Designing functionalized graphene-stitched-SiC/fluoropolymer novel composite coating with excellent corrosion resistance and hydrogen diffusion barrier properties

The investigation on ordinary hydrogen barrier composite coatings has been limited in terms of corrosion and high-pressure hydrogen environments, which significantly restricts its practical and industrial applications. Herein, a unique nanohybrid two-dimensional (2D) filler, constituting poly-dopamine (PDA) functionalized graphene (Gr) nanosheets and covalently bridged silicon carbide (SiC) nanoflakes assisted by 3-Isocyanatopropyltrimethoxysilane (IPTMS) via hydrolysis reaction, was innovatively proposed and incorporated into fluoroethylene vinyl ether resin (FEVE) to fabricate final composite coating by spin-coating technique.
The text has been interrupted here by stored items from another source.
PR #1073, opened 2023-07-20
refactor(cli): interactive mode with clack

astahmer:
## 📝 Description

Screenshot 2023-07-21 at 00 18 00

no, opt-in with -i flag

### DIFF
--- a/.changeset/cyan-kids-cover.md
+++ b/.changeset/cyan-kids-cover.md
@@ -1,0 +1,5 @@
+---
+'@pandacss/dev': minor
+---
+
+Add the CLI interactive mode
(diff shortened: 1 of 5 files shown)


anubra266:
CleanShot 2023-07-30 at 01 20 35@2x

This is only for CLI, so I'm thinking we could just show it only when user does not choose postcss;

segunadebayo:
What’s left to get this in? @astahmer

I would say let’s set interactive flag to false by default to keep the current workflow, and make it an opt in.

Other than that, it looks good to me.

astahmer:
I think other than a ascii logo that we discussed, it's ready
got it, will rebase, revert the breaking change and make it opt-in instead

astahmer:
@anubra266 good points but let's do that in another PR, this is a bit unrelated

anubra266:
May we document the interactive flag.
https://panda-css.com/docs/references/cli#flags
https://panda-css.com/docs/installation/cli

The hydrogen gas barrier and long-term anti-corrosion performances could be simultaneously enhanced by precisely collaborative effects of interfacial interactions fortification among Gr, SiC, and polymer phase as well as centrifugal force promoted Gr orientation during the spinning process. The optimum sample demonstrated high |Z|0.01Hz values of 3.1 × 1011 Ω cm2 and 3.37 × 1011 Ω cm2 throughout 90 d saltwater immersion and 6-day 1.5 MPa pressurized hydrogen environment exposure respectively. Moreover, its permeability coefficient decreased by 75.66% compared to the pure sample. Other significant properties including 30d constant salt-spray attack tolerance and high adhesion strength of 12.46 MPa were also achieved to meet industrial demands. This work provided paramount inspiration for designing composite coatings for hydrogen transportation pipeline protection and hydrogen energy usage.